> _AIM OF THE TASK_:
What is needed is an exact retyping of the records below, from the first line through the line that contains "would narrow this.".

[Stored data entries]

PR #25112, opened 2026-05-11
fix(cli): bound coderd HTTP requests with a ResponseHeaderTimeout

### LINKED ISSUE #24519: CLI bootstrap can hang indefinitely on a single coderd HTTP call (missing ResponseHeaderTimeout)
The CLI's HTTP client (`cli/root.go:710-736`) uses `http.DefaultTransport` with no `ResponseHeaderTimeout` and no `http.Client.Timeout`. Any coderd request that gets past DNS/TCP/TLS but never receives response headers blocks indefinitely: Go only starts a header-wait timer when `ResponseHeaderTimeout > 0`. The only escapes are TCP error or context cancellation, neither of which fires when TCP stays healthy while no HTTP response arrives.

## Evidence

**Observed.** On 2026-04-15, `coder ssh --stdio` produced no stderr output for 17m55s after spawn. The Coder version banner (`cli/root.go:1475-1514 wrapTransportWithVersionCheck`, fired on the first successful coderd response) never appeared in that window, so no coderd API call completed successfully. VS Code's local server eventually killed the bootstrap as unrecoverable. Note: the CLI's retry/debug log goes to the `--log-dir` file, not stderr, so we can't tell from this log alone whether calls were attempted and failed quickly or were stuck waiting. The client-side `coder ssh` log would narrow this.

**How the hang happens** (`net/http/transport.go` 2842-2868, Go 1.25):

```go
if d := pc.t.ResponseHeaderTimeout; d > 0 {
    respHeaderTimer = time.NewTimer(d).C
}
// select { ... case <-respHeaderTimer: pc.close(errTimeout) ... }
```

With `ResponseHeaderTimeout = 0`, `respHeaderTimer` is nil and that case is unreachable. The request blocks until TCP errors out (up to `tcp_retries2`, \~15 min) or the process is killed.

**Realistic trigger class.** Three coderd redeploys within one VS Code session on dogfood (`+4c1a32cd7` → `+de30488b2` → `+890c610e0`). Pod rollover during rollout is a plausible way to get a request accepted at TCP but never completed at HTTP, though the exact behavior depends on graceful-shutdown config and ingress timeouts.

**Retry classifier gap.** `cli/ssh.go:71 isRetryableError` matches `*net.DNSError`, `*net.OpError`, and 5xx. Go's HTTP timeouts return `*httpError` satisfying `interface{ Timeout() bool }`, which matches none of these. Adding a timeout without fixing the classifier turns "hang forever" into "permanent failure on first occurrence" for the retry-wrapped paths. Both need to ship together.

**Comparable practice.** Tailscale's `tailscale-client-go` (closest architectural peer) defaults to `http.Client{Timeout: 1 * time.Minute}`. AWS SDK for Go and kubectl's `client-go` expose timeout configuration but default to unbounded. [moby/moby#43071](<https://github.com/moby/moby/issues/43071>) is an open bug report requesting a default for the same reason.

## Proposed fix, staged

Each step is independently useful and safe to land alone.

1. **Wrap** `initAppearance` in `retryWithInterval`. The first network call in `coder ssh --stdio` bootstrap (`cli/ssh.go:213`) is currently unprotected. Already best-effort, so retries are safe.
2. **Update** `isRetryableError` to check `interface{ Timeout() bool }`. Catches dial, TLS, and HTTP-layer timeouts:

   ```go
   var te interface{ Timeout() bool }
   if errors.As(err, &te) && te.Timeout() { return true }
   ```
3. **Scoped bootstrap** `http.Client` for `coder ssh --stdio` with `ResponseHeaderTimeout = 60s`. Leaves the global CLI client untouched, so other commands are unaffected. 60s is deliberately generous; tuning is straightforward if any endpoint turns out to need more.

## Scope

Does not touch the `/api/v2/tailnet` websocket, `runCoderConnectStdio`, or the workspace dial path. Bounds a single HTTP response-header wait on the `coder ssh` bootstrap path only.

## Related

[ENG-2442](https://linear.app/codercom/issue/ENG-2442/coder-ssh-coder-connect-bicopy-hangs-when-tunnel-accepts-but-doesnt) covers a similar hang in the Coder Connect dial path after the tunnel accepts but doesn't forward. This issue is earlier in the bootstrap, before Coder Connect is entered.

## References

* [Go net/http timeouts guide (Cloudflare)](<https://blog.cloudflare.com/the-complete-guide-to-golang-net-http-timeouts/>)
* [moby/moby#43071](<https://github.com/moby/moby/issues/43071>)
* [kubernetes/client-go rest/config.go](<https://github.com/kubernetes/client-go/blob/master/rest/config.go>)
* [tailscale-client-go v2](<https://pkg.go.dev/github.com/tailscale/tailscale-client-go/v2>)

JoshuaVlantis:
## Summary

`createHTTPClient` previously handed `http.DefaultTransport` (or a
clone with TLS settings applied) to the codersdk client without
setting `ResponseHeaderTimeout`. `http.Transport` has no header-wait
timer by default, so any coderd request that completes DNS/TCP/TLS
but never receives response headers blocks indefinitely. There is no
recovery unless the TCP connection itself dies or the context is
canceled, neither of which fires when TCP stays healthy while no
HTTP response arrives.

On 2026-04-15 this manifested as `coder ssh --stdio` producing no
stderr output for 17m55s after spawn, never logging the version
banner that `wrapTransportWithVersionCheck` emits on the first
successful coderd response. VS Code's local server eventually killed
the bootstrap as unrecoverable.

Two coordinated fixes (the issue body warned that doing only the
first turns "hang forever" into "permanent failure on first
occurrence"):

1. Always clone the default transport (so a TLS config is no longer
   the only path that gets a non-shared transport) and apply a
   60-second `ResponseHeaderTimeout` to the clone. The timeout only
   governs the time from request-sent to first header byte;
   streaming bodies, SSE, log follow, and WebSocket upgrades remain
   unaffected because all of those flush headers immediately and
   stream after. Add `CODER_CLI_RESPONSE_HEADER_TIMEOUT` as an
   escape hatch (accepts any positive Go duration; ignored when
   unset, zero, or negative).

2. Teach `isRetryableError` in cli/ssh.go about transport-level
   timeouts. `ResponseHeaderTimeout` surfaces as `*url.Error` whose
   underlying error reports `Timeout() == true` and also contains
   `context.DeadlineExceeded` in the chain. The existing classifier
   short-circuited on `context.DeadlineExceeded`, treating
   `ResponseHeaderTimeout` as non-retryable. The new check uses
   `*url.Error.Timeout()` and runs before the
   `context.DeadlineExceeded` short-circuit. A bare
   `context.DeadlineExceeded` from the caller's own context is not
   a `*url.Error` and still short-circuits retry as before.
   `retryWithInterval`'s outer `r.Wait(ctx)` exits the loop the
   next iteration when the caller's ctx is done, so a parent-context
   deadline never triggers an extra retry.

Fixes #24519.

## Test plan

- [x] `TestCLIResponseHeaderTimeout_FallbackToDefault`: the constant stays positive
- [x] `TestCLIResponseHeaderTimeout_EnvOverride`: valid durations win, invalid / zero / negative fall back
- [x] `TestCreateHTTPClient_HangingServer`: hanging server returns an error in well under a second when the env override shrinks the timeout to 200ms
- [x] `TestIsRetryableError/ResponseHeaderTimeout`: hanging httptest server, 100ms transport timeout, result is retryable
- [x] `TestIsRetryableError/ContextDeadlineExceeded`: still returns false (the two error shapes must remain distinguishable)
- [x] `TestIsRetryableError/DialTimeout`: still returns true

### DIFF
--- a/cli/root.go
+++ b/cli/root.go
@@ -97,6 +97,37 @@ const (
 	envURL            = "CODER_URL"
 )
 
+// defaultCLIResponseHeaderTimeout bounds how long a single CLI HTTP
+// request will wait for the server to start sending response headers.
+// http.Transport has no header-wait timer by default, which lets a TCP
+// connection that stays healthy while no HTTP response arrives hang
+// indefinitely. The timer only governs the time-to-headers; long
+// streaming responses (logs, SSE, WebSocket upgrades) are unaffected
+// because the server flushes headers immediately. See
+// coder/coder#24519.
+const defaultCLIResponseHeaderTimeout = 60 * time.Second
+
+// envCLIResponseHeaderTimeout lets users override the default header
+// timeout with a Go duration string (e.g. "30s", "2m"). The override is
+// also used by tests to shrink the timeout to milliseconds without
+// having to inspect or rewire the transport chain.
+const envCLIResponseHeaderTimeout = "CODER_CLI_RESPONSE_HEADER_TIMEOUT"
+
+// cliResponseHeaderTimeout returns the configured response-header
+// timeout, falling back to defaultCLIResponseHeaderTimeout when the env
+// var is unset or unparseable.
+func cliResponseHeaderTimeout() time.Duration {
+	raw := os.Getenv(envCLIResponseHeaderTimeout)
+	if raw == "" {
+		return defaultCLIResponseHeaderTimeout
+	}
+	d, err := time.ParseDuration(raw)
+	if err != nil || d <= 0 {
+		return defaultCLIResponseHeaderTimeout
+	}
+	return d
+}
+
 func (r *RootCmd) CoreSubcommands() []*serpent.Command {
 	// Please re-sort this list alphabetically if you change it!
 	return []*serpent.Command{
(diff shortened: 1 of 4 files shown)


JoshuaVlantis:

JoshuaVlantis:
recheck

> _ANSWER SPACE_:
PR #25112, opened 2026-05-11
fix(cli): bound coderd HTTP requests with a ResponseHeaderTimeout

### LINKED ISSUE #24519: CLI bootstrap can hang indefinitely on a single coderd HTTP call (missing ResponseHeaderTimeout)
The CLI's HTTP client (`cli/root.go:710-736`) uses `http.DefaultTransport` with no `ResponseHeaderTimeout` and no `http.Client.Timeout`. Any coderd request that gets past DNS/TCP/TLS but never receives response headers blocks indefinitely: Go only starts a header-wait timer when `ResponseHeaderTimeout > 0`. The only escapes are TCP error or context cancellation, neither of which fires when TCP stays healthy while no HTTP response arrives.

## Evidence

**Observed.** On 2026-04-15, `coder ssh --stdio` produced no stderr output for 17m55s after spawn. The Coder version banner (`cli/root.go:1475-1514 wrapTransportWithVersionCheck`, fired on the first successful coderd response) never appeared in that window, so no coderd API call completed successfully. VS Code's local server eventually killed the bootstrap as unrecoverable. Note: the CLI's retry/debug log goes to the `--log-dir` file, not stderr, so we can't tell from this log alone whether calls were attempted and failed quickly or were stuck waiting. The client-side `coder ssh` log would narrow this.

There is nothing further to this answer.